Hal ini dimaksudkan untuk menentralisasi antara unsur positif dan negatif agar tetap dalam keseimbangan yang harmonis. Selanjutnya keesokan harinya prosesi dilanjutkan dengan mapinton dan napak pertiwi yang diiringi gong bebarongan dan tabuh petegak oleh warga adat setempat. Terakhir pementasan calonarang Jumat (12/3) sampai dini harinya. Begitu panjang, rumit dan melelahkan proses sakralisasi barong di wilayah Banjar Adat Kebonkuri, Kesiman. Kepercayaan masyarakat akan keampuhan barong menetralisasi grubug -- wabah penyakit -- memang masih tampak hingga kini. Ini amatlah wajar karena wabah semacam ini diduga disebabkan roh jahat seperti leak, desti, teluh trangjana dan berbagai bhuta kala yang mengamuk. Masyarakat Bali umumnya dan Kebonkuri Kesiman khususnya masih lari pada kekuatan supranatural ini lewat perwujudan sesuhunan barong.

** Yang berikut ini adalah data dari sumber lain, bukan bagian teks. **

PR #1232, opened 2026-04-30
fix: Metal resource-limit errors from batched cache metadata

spicyneuron:
This PR fixes a lazy graph accumulation issue in long-running batched generation. Small cache metadata arrays such as `offset`, `left_padding`, and sequence lengths can be updated token-by-token without being materialized often enough. That eventually surfaces as a `[metal::malloc] Resource limit (...) exceeded`, even though the full KV cache tensors aren't growing unexpectedly.

This is similar to #960, which fixed one path for `BatchRotatingKVCache`. I took a slightly broader approach at the generation scheduling boundary: explicitly evaluate lightweight cache metadata each decode step, regardless of the specific cache shape being used.

## Details

- Adds cache-owned helper, `prompt_cache_eval_targets()`
- Collects lightweight metadata fields: `offset`, `left_padding`, `lengths`, and `_lengths`
- Handles nested `CacheList` structures
- Keeps the generation hot path simple
- Avoids evaluating full KV cache tensors
- Adds a test for recursive metadata target discovery

## Context

I originally encountered this through `mlx-vlm`, but the issue is in `mlx-lm` batched generation/cache path.

### DIFF
--- a/mlx_lm/generate.py
+++ b/mlx_lm/generate.py
@@ -1366,7 +1366,13 @@ class GenerationBatch:
         # asynchronously
         self._next_tokens = sampled
         self._next_logprobs = list(logprobs)
-        mx.async_eval(self._next_tokens, self._next_logprobs, token_context)
+
+        mx.async_eval(
+            self._next_tokens,
+            self._next_logprobs,
+            token_context,
+            cache.prompt_cache_eval_targets(self.prompt_cache),
+        )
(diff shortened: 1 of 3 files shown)


spicyneuron:
Closing for now. Possible there was a confounding factor in my fork — will reopen with a clean repro if it pops up again.

PR #1238, opened 2026-05-02
fix(gemma4): add stop_gradient on MoE router top_k_indices

TrentCarter:
## Summary

Wrap `top_k_indices` in `mx.stop_gradient` inside `gemma4_text.DecoderLayer.__call__`, just after the router call. Router weights remain learnable via `top_k_weights` (softmax over the selected-experts subset), so the gating function still trains end-to-end; only the argmax-derived index path is detached.

```python
top_k_indices, top_k_weights = self.router(h)
top_k_indices = mx.stop_gradient(top_k_indices)  # <-- added
h2 = self.experts(h2, top_k_indices, top_k_weights)
```

## Motivation

Discovered while doing LoRA SFT on a Gemma-4 27B IT (4-bit MoE) checkpoint. Without this patch, after a few hundred training steps the adapter-loaded model exhibits severe inference instability (8-10K character token loops, fenced-code output never closes). Adding `stop_gradient` on `top_k_indices` removes the failure mode while leaving routing learnable.

The change is also a no-op on inference: `argpartition` already returns int indices, so cost-free in eval.

## Minimal repro outline

1. Load `mlx-community/gemma-4-26b-a4b-it-4bit` with `mlx_lm.load(...)`.
2. Train a small LoRA adapter (function-style code SFT corpus is sufficient; ~hundreds of short samples).
3. Run inference on held-out tasks: with the unpatched model the assistant turn drifts into repeated tokens after the fence-close. Patched: clean termination.

(Happy to share a more concrete repro on request — the downstream eval is internal but the failure mode is reproducible on any non-trivial adapter run against the 27B MoE variant.)

## Test

Added `test_gemma4_moe_router_top_k_indices_no_grad` in `tests/test_models.py`. It builds a tiny MoE-enabled gemma4 model (`hidden_size=8, num_experts=4, top_k_experts=2`), runs a forward pass, and verifies via `nn.value_and_grad` that the router projection weight still receives non-zero gradient (i.e. the router stays learnable through `top_k_weights`). Runs in <0.1s.

## Notes

- Searched open and closed issues/PRs on `ml-explore/mlx-lm` for "gemma4 router stop_gradient" — found none. If this duplicates an in-flight discussion I missed, happy to close.
- Black-formatted; pre-commit clean on the touched files.

### DIFF
--- a/mlx_lm/models/gemma4_text.py
+++ b/mlx_lm/models/gemma4_text.py
@@ -356,6 +356,10 @@ class DecoderLayer(nn.Module):
             h1 = self.post_feedforward_layernorm_1(h1)
 
             top_k_indices, top_k_weights = self.router(h)
+            # Block gradient through discrete expert selection; router is still
+            # learnable via top_k_weights. Without this, argmax noise from
+            # top_k_indices destabilizes adapter (LoRA/SFT) training.
+            top_k_indices = mx.stop_gradient(top_k_indices)
             h2 = self.pre_feedforward_layernorm_2(h)
             h2 = self.experts(h2, top_k_indices, top_k_weights)
             h2 = self.post_feedforward_layernorm_2(h2)
--- a/tests/test_models.py
+++ b/tests/test_models.py
@@ -842,6 +842,60 @@ class TestModels(unittest.TestCase):
         )
         self.assertEqual(config["quantization"]["bits"], 4)
 
+    def test_gemma4_moe_router_top_k_indices_no_grad(self):
+        """Regression: top_k_indices in DecoderLayer must be detached from
+        autograd. Router weights still flow through top_k_weights.
+        """
+        from mlx_lm.models import gemma4
+
+        args = gemma4.ModelArgs.from_dict(
+            {
+                "model_type": "gemma4",
+                "vocab_size": 32,
+                "text_config": {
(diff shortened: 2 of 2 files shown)


nastya236:
Thanks for the contribution! I don't think this change is needed: `SwitchGLU` already applies mx.stop_gradient(idx) internally during training. 
Do you have a concrete reproduction of the adapter-training instability you mentioned?

Also generally if there is a bug and gradients are propagated through ids, we need to solve it for all models and the fix should be not in model specific file. 
Happy to dive deep into this with you.

jkl-ds:
I also ran into an issue training a LoRA on Gemma 4. In my case, the training failed with "ValueError: [gather] Cannot calculate VJP with respect to indices. Use stop_gradient on indices to stop gradients from being computed." My workaround was to modify the model file add stop_gradient() within Router.__call__().

```python
         top_k_indices = top_k_indices[..., -self.config.top_k_experts :]
         top_k_indices = mx.stop_gradient(top_k_indices)
         top_k_weights = mx.take_along_axis(expert_scores, top_k_indices, axis=-1)
```

The SwitchGLU call to stop_gradient doesn't help because that happens later.

michalk8:
Closing this in favor of #1856

PR #1241, opened 2026-05-03
feat: chunked prefill for GatedDeltaNet (FlashQLA algorithm)

0xClandestine:
## Summary

- Replaces the sequential `gated_delta_ops` Python loop (O(T) dispatch overhead) with a parallel chunked prefill for Qwen3.5/3.6 linear attention layers
- Ported from [FlashQLA](https://github.com/QwenLM/FlashQLA) (MIT License) — the same algorithm used in the CUDA/Triton reference implementation
- All new code is contained in `gated_delta.py` — no new files added

## Algorithm

The sequence is split into chunks of size `C` (default 64). Within each chunk, the intra-chunk attention and KKT triangular solve are computed in parallel via Metal kernels and `mx.einsum`. The inter-chunk recurrence `h_i = f(h_{i-1})` remains sequential (this is a fundamental data dependency — a parallel prefix scan would cost O(K³) per step vs O(K²) sequential).

## Dispatch in `gated_delta_update`

| Condition | Path |
|---|---|
| `T > 1`, `mask is None`, Metal available | Chunked prefill (this PR) |
| `T == 1` | Existing Metal step kernel (decode) |
| `mask` set, or no Metal | Existing `gated_delta_ops` (fallback) |

The `mask` fallback covers padded batches (variable-length sequences); the chunked path is used for the common single-batch or uniform-length prefill case.

## Throughput

Measured on Apple M-series (float32, chunk\_size=64, Qwen3.5 config: Hk=16, Hv=64, K=V=128):

| T | Sequential (before) | Chunked (after) | Speedup |
|---|---|---|---|
| 512 | ~200 Ktok/s | ~290 Ktok/s | 1.5× |
| 2048 | ~50 Ktok/s | ~340 Ktok/s | 6.8× |
| 8192 | ~12 Ktok/s | ~340 Ktok/s | 28× |
| 16384 | ~6 Ktok/s | ~340 Ktok/s | 56× |

Throughput is flat after ~1K tokens because chunked compute is O(T) and Metal dispatch overhead is amortized across chunks.

## Correctness

Output relative error vs sequential reference: < 1e-5 (float32, T=256, GQA 4:1).

### DIFF
--- a/mlx_lm/models/gated_delta.py
+++ b/mlx_lm/models/gated_delta.py
@@ -259,6 +259,219 @@ def gated_delta_ops(
     return y, state
 
 
+# ---------------------------------------------------------------------------
+# Chunked prefill (FlashQLA algorithm).
+# Ported from https://github.com/QwenLM/FlashQLA (MIT License).
+# Replaces the O(T) sequential loop in gated_delta_ops for prefill on Metal.
+# ---------------------------------------------------------------------------
+
+def _pad_reshape(x: mx.array, dim: int, C: int) -> mx.array:
+    T = x.shape[dim]
+    pad = (C - T % C) % C
+    if pad:
+        pw = [(0, 0)] * x.ndim
+        pw[dim] = (0, pad)
+        x = mx.pad(x, pw)
+    s = list(x.shape)
+    s[dim : dim + 1] = [-1, C]
+    return x.reshape(s)
+
+
+def _fill_g_tail(g: mx.array, T: int, C: int) -> mx.array:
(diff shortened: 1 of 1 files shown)


0xClandestine:
Closing: the existing gated_delta_kernel already handles prefill in a single Metal dispatch with recurrent state in thread registers, which is faster on Apple Silicon than the chunked FlashQLA algorithm (which is optimized for CUDA/Triton). Benchmarks show the existing implementation outperforms this approach for T ≥ 1024. No regression fix needed.

PR #1491, opened 2026-07-07
Fix float32 promotion in BatchKVCache/BatchRotatingKVCache extend()

ethanelasky:
When a new sequence is inserted into a running batch, `extend()` creates the placeholder for the empty side with `mx.array([]).reshape(...)`, which is float32. The `mx.concatenate` right after then promotes the whole merged K/V buffer to float32.

That doubles KV memory for the batch, and it also makes generation depend on scheduling: whether a given request runs attention against bf16 or fp32 K/V depends on whether another request happened to join its batch mid-flight. For most models the numeric difference is negligible, but I hit this with a model with large activation outliers where it flips entire generations — same prompt, temp 0, different output depending on batch insertion order. Took a while to track down.

Repro:

```python
import mlx.core as mx
from mlx_lm.models.cache import BatchKVCache, KVCache

c = KVCache()
kv = mx.ones((1, 8, 5, 64), mx.bfloat16)
c.update_and_fetch(kv, kv)
batch = BatchKVCache.merge([c])
print(batch.keys.dtype)  # bfloat16

batch.extend(BatchKVCache.merge([KVCache()]))  # a new sequence joins the batch
print(batch.keys.dtype)  # float32 before this fix
```

The fix creates the placeholder with the dtype of the non-empty side, which is how `merge()` and `ArraysCache.extend()` already handle it (the both-None case returns early, so one side always has keys). Same change in `BatchRotatingKVCache.extend`.

Added a regression test in `tests/test_prompt_cache.py` covering both cache classes and both extend directions; it fails on current main. `test_prompt_cache.py` and `test_generate.py` both pass with the fix.

### DIFF
--- a/mlx_lm/models/cache.py
+++ b/mlx_lm/models/cache.py
@@ -1059,6 +1059,7 @@ class BatchKVCache(_BaseCache):
             B, H, L2, D = other.keys.shape
             M = other.values.shape[3]
         max_size = max(L1, L2)
+        dtype = (self.keys if self.keys is not None else other.keys).dtype
 
         # Pad the keys and values so they are right-justified
         # with the index and the same size
@@ -1066,8 +1067,8 @@ class BatchKVCache(_BaseCache):
             k, v = c.keys, c.values
             if k is None:
                 Bc = c.offset.shape[0]
-                k = mx.array([]).reshape(Bc, H, 0, D)
-                v = mx.array([]).reshape(Bc, H, 0, M)
+                k = mx.zeros((Bc, H, 0, D), dtype=dtype)
+                v = mx.zeros((Bc, H, 0, M), dtype=dtype)
             left = max_idx - c._idx
             right = max_size - k.shape[2] - left
             if right < 0:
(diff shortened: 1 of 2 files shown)


mloiterman:
Independent confirmation, with measurements of how much this costs in practice. Hardware: M1 Ultra 128 GB; mlx 0.32.0; mlx-lm at `ed1fca4` (v0.31.3) and current `main` (the two `pad()` placeholders are unchanged). Model: `mlx-community/Qwen3.6-35B-A3B-4bit` (head_dim 256), `prefill_step_size=4096`, `prefill_batch_size=8`.

**It is not only 2× KV bytes — the whole prefill attention transient doubles.** With head_dim 256 the prefill goes through the unfused SDPA fallback (`use_fallback` returns true for 256 at query length > 8), so fp32 K/V makes the `[B, H, N, K]` scores and softmax fp32 as well. Bare `BatchGenerator`, 4 × 24,884-token prompts, per-step `mx.get_peak_memory()` over the resident weights:

| insertion pattern | peak transient | wall |
|---|---|---|
| all 4 inserted before step 0 (no `extend`) | 24.3 GB | 99 s |
| one inserted per `next()` (the normal case when requests arrive during a prefill) — current main | **57.1 GB** | 192 s |
| same, with this PR's diff applied | **29.3 GB** | 152 s |

Same shape on `Qwen3.5-0.8B-4bit`, 4 × 16,384: 17.5 GB → 9.4 GB (lockstep 9.3 GB). Bisected by building the identical ragged batch through `merge()` instead of `extend()`: `merge()`-built costs the lockstep number; the only differing attribute of the `extend()`-built batch is `keys.dtype == float32`.

**It propagates into the prompt cache.** `extract()` keeps the dtype, so `LRUPromptCache` entries stored from a batch that ever had a join are fp32 — measured 1.07 GB per 24,918-token entry vs 0.575 GB after the fix — and `merge()` then infers fp32 from those entries on a cache hit, so batches that never had a join also run fp32.

**In a serving process built on `BatchGenerator`** (4 concurrent 24,884-token requests): process peak +52 GB → +27 GB, per-request wall 164 s → 130 s, decode throughput on batches that had a join 24–26 tok/s → 32–37 tok/s.

**Output determinism:** confirms the scheduling dependence described above — 4 concurrent 12k-token prompts at temperature 0, all 8 completions (cold pass and prompt-cache-hit pass) differ between current `main` and this diff.

We applied this diff verbatim locally and it holds; a regression test of the same shape as the one here fails on `main` for both classes.

zcbenz (approved):

PR #1496, opened 2026-07-07
Fix LRUPromptCache: return one-token prefix matches and refresh LRU recency on fetch

### LINKED ISSUE #1495: LRUPromptCache: one-token prefixes never match in PromptTrie.search; eviction ignores fetch recency (FIFO, not LRU)
*All code links and repro results below reference `main` @ [`2ed2231`](https://github.com/ml-explore/mlx-lm/commit/2ed22318cd6a2fcc5c2e0caa1e1fb0ddeb7cafd5).*

## Summary

Two defects in the server's `LRUPromptCache` cause avoidable cache misses and incorrect eviction order. Neither appears to produce wrong text by itself, but both make cached prefixes unavailable when they should be reused.

## Defect 1 — `PromptTrie.search` never returns a one-token prefix match

[`PromptTrie.search`](https://github.com/ml-explore/mlx-lm/blob/2ed22318cd6a2fcc5c2e0caa1e1fb0ddeb7cafd5/mlx_lm/models/cache.py#L1578-L1603):

```python
shorter = None
if last_index > 0:
    shorter = tokens[: last_index + 1]
```

`last_index` is the *index* of the deepest node holding a value (`-1` = none), so a stored one-token key matches at `last_index == 0` and the condition should be `>= 0`. Repro:

```python
from mlx_lm.models.cache import PromptTrie
trie = PromptTrie()
trie.add("m", [7], "entry")
print(trie.search("m", [7, 8, 9]))
# PromptTrieResult(model='m', exact=None, shorter=None, longer=[7], common_prefix=1)
```

`shorter` should be `[7]`. Instead, the entry is returned as `longer=[7]`, even though `PromptTrieResult.longer` is documented as a value that extends beyond the request tokens.

For trimmable caches this is mostly hidden: the longer branch deep-copies the entry and trims zero tokens. For non-trimmable caches the entry becomes unreachable — the longer branch is skipped, `shorter` is `None`, and `fetch_nearest_cache` returns `(None, tokens)`, a full recompute of a cached prefix. Non-trimmable (hybrid/recurrent) models are exactly the ones that depend on the shorter path (cf. #980):

```python
class NotTrimmable(KVCache):
    def is_trimmable(self):
        return False

lru = LRUPromptCache(max_size=10)
lru.insert_cache("m", [7], [NotTrimmable()])
print(lru.fetch_nearest_cache("m", [7, 8, 9]))  # (None, [7, 8, 9]) — miss
```

## Defect 2 — fetches never refresh recency, so eviction is FIFO, not LRU

[`fetch_nearest_cache`](https://github.com/ml-explore/mlx-lm/blob/2ed22318cd6a2fcc5c2e0caa1e1fb0ddeb7cafd5/mlx_lm/models/cache.py#L1674-L1694) returns exact/shorter/longer hits without ever touching `self._lru`, and [`CacheOrder`](https://github.com/ml-explore/mlx-lm/blob/2ed22318cd6a2fcc5c2e0caa1e1fb0ddeb7cafd5/mlx_lm/models/cache.py#L1630-L1657) has no touch operation at all (only `push`/`remove`/`pop`). Position in the deque is fixed at insert time, so eviction is insertion-order within the type priority. Repro:

```python
lru = LRUPromptCache(max_size=2)
lru.insert_cache("m", [1], [KVCache()])         # A
lru.insert_cache("m", [2], [KVCache()])         # B
for _ in range(5):
    lru.fetch_nearest_cache("m", [1])           # A is hot
lru.insert_cache("m", [3], [KVCache()])         # C -> evicts...
print(lru.fetch_nearest_cache("m", [1])[0])     # None  — hot A evicted
print(lru.fetch_nearest_cache("m", [2])[0])     # cache — cold B survives
```

On a busy server with a small `--prompt-cache-size`, frequently used shared prefixes (e.g. a common system prompt) can be evicted before colder entries. A fix would refresh recency (`remove` + `push`) on every hit, including shorter/longer partial hits.

## Why the existing tests catch neither

[`MockCache`](https://github.com/ml-explore/mlx-lm/blob/2ed22318cd6a2fcc5c2e0caa1e1fb0ddeb7cafd5/tests/test_server.py#L75-L92) in `tests/test_server.py` has a no-op `trim()` that always claims success and an `__eq__` comparing only `.value`. As a result, the LRU tests ([`test_lru`](https://github.com/ml-explore/mlx-lm/blob/2ed22318cd6a2fcc5c2e0caa1e1fb0ddeb7cafd5/tests/test_server.py#L571-L628)) exercise trie navigation but cannot detect whether a returned cache's state matches its key (this also hides the mismatched-entry class in #1494). Suggested: give the mock real content semantics — store a token list, have `trim(n)` slice it and return the true count, compare content in `__eq__` — then add the two repros above as regression tests.

## Prior art (checked)

- #1042 (closed, unmerged PR) — related; covered the index-0 match and recency refresh, but was not merged.
- #1078 (merged) — fixed a *different* off-by-one, in `PromptTrie.pop_prefixes()`, not `search()`.
- #1314 / #1409 / #1483 (open PRs) — adjacent cache work; none covers these.

T0mSIlver:
Fixes #1495.

Two small fixes in the server's `LRUPromptCache`, plus a `MockCache` upgrade so the tests can catch this class of bug:

1. **`PromptTrie.search` never returned a one-token prefix match.** `last_index` is the index of the deepest node holding a value (`-1` = none), so a stored one-token key matches at `last_index == 0` and the shorter-prefix check needs `>= 0`, not `> 0`. Before this change the entry leaked out as `longer=[t]` instead, which the longer branch happens to serve for trimmable caches (deepcopy + trim 0) — but for non-trimmable caches the entry was unreachable: the longer branch is skipped and the fetch returned `(None, tokens)`, a full recompute of a cached prefix.

2. **Fetches never refreshed recency, so eviction was FIFO, not LRU.** `CacheOrder` only recorded insertion order and `fetch_nearest_cache` never touched it, so a hot entry (e.g. a shared system prompt) could be evicted while cold entries survived. `fetch_nearest_cache` now refreshes the hit entry's position on exact, shorter, and longer hits via a new `CacheOrder.touch`. The per-type eviction priority is unchanged.

3. **`MockCache` now has real content semantics**: its state is the token list it was computed from, `trim()` actually slices it and returns the true trimmed count, and `__eq__` compares content. The existing `test_lru` assertions now verify that a fetched cache's contents match the tokens it is served under (previously `trim()` was a no-op and `__eq__` compared an opaque value, so trie navigation was tested but key↔state correspondence was not). Existing tests updated accordingly; two regression tests added (`test_lru_one_token_prefix`, `test_lru_fetch_refreshes_recency`).

Both defects and the repros are described in detail in #1495. `python -m unittest tests.test_server.TestLRUPromptCache` passes (8 tests); `black` clean.

### DIFF
--- a/mlx_lm/models/cache.py
+++ b/mlx_lm/models/cache.py
@@ -1599,7 +1599,7 @@ class PromptTrie:
 
         # Check if we found a prefix at any point
         shorter = None
-        if last_index > 0:
+        if last_index >= 0:
             shorter = tokens[: last_index + 1]
 
         # Check for sequences that are longer
@@ -1646,6 +1646,16 @@ class LRUPromptCache:
                 except ValueError:
                     pass
 
+        def touch(self, model: Any, tokens: List[Any]):
+            for cache_type in self._ordering:
+                lru = self._lrus[cache_type]
+                try:
+                    lru.remove((model, tokens))
+                except ValueError:
+                    continue
+                lru.append((model, tokens))
+                break
+
         def pop(self):
             i = 0
             while i + 1 < len(self._ordering):
@@ -1675,6 +1685,7 @@ class LRUPromptCache:
         result = self._trie.search(model, tokens)
         if result.exact is not None:
             cache_entry = self._trie.get(result.model, result.exact)
+            self._lru.touch(result.model, result.exact)
             return copy.deepcopy(cache_entry.prompt_cache), []
 
         short_length = len(result.shorter) if result.shorter is not None else 0
@@ -1685,10 +1696,12 @@ class LRUPromptCache:
                 prefix = min(len(tokens) - 1, result.common_prefix)
                 num_to_trim = len(result.longer) - prefix
                 trim_prompt_cache(cache, num_to_trim)
+                self._lru.touch(result.model, result.longer)
                 return cache, tokens[prefix:]
 
         if short_length > 0:
             cache_entry = self._trie.get(result.model, result.shorter)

Seirama dengan perkembangan pariwisata, barong memang tak hanya dikenal lewat perwujudan yang sakral dalam konteks kehidupan beragama masyarakat Hindu-Bali. Namun, telah ditarikan prototipe barong berbagai jenis sebagaimana disaksikan di Wantilan Pura Kahyangan Kesiman setiap harinya. Barong semacam ini nyaris tanpa taksu karena tidak dipasupati. Selain itu banyak lukisan sampai baju kaos bergambarkan barong. Yang jelas di lingkungan Banjar Adat Kebonkuri, sesuhunan Ratu Ayu yang disungsung sekitar 400 KK ini masih memandang barong (sesuhunan) sebagai perwujudan yang dikeramatkan. Setiap saat masyarakatnya masih bisa menyaksikan masyarakat mapasupati barong dan menyaksikan orang karauhan saat menarikan barong dan rangda.